Dataset ▸
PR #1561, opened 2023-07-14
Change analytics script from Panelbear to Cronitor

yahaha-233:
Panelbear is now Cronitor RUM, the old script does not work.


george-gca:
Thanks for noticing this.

Your task ▸
Write the records out in full, exactly as they read above.

Task result ▸
PR #1561, opened 2023-07-14
Change analytics script from Panelbear to Cronitor

yahaha-233:
Panelbear is now Cronitor RUM, the old script does not work.


george-gca:
Thanks for noticing this.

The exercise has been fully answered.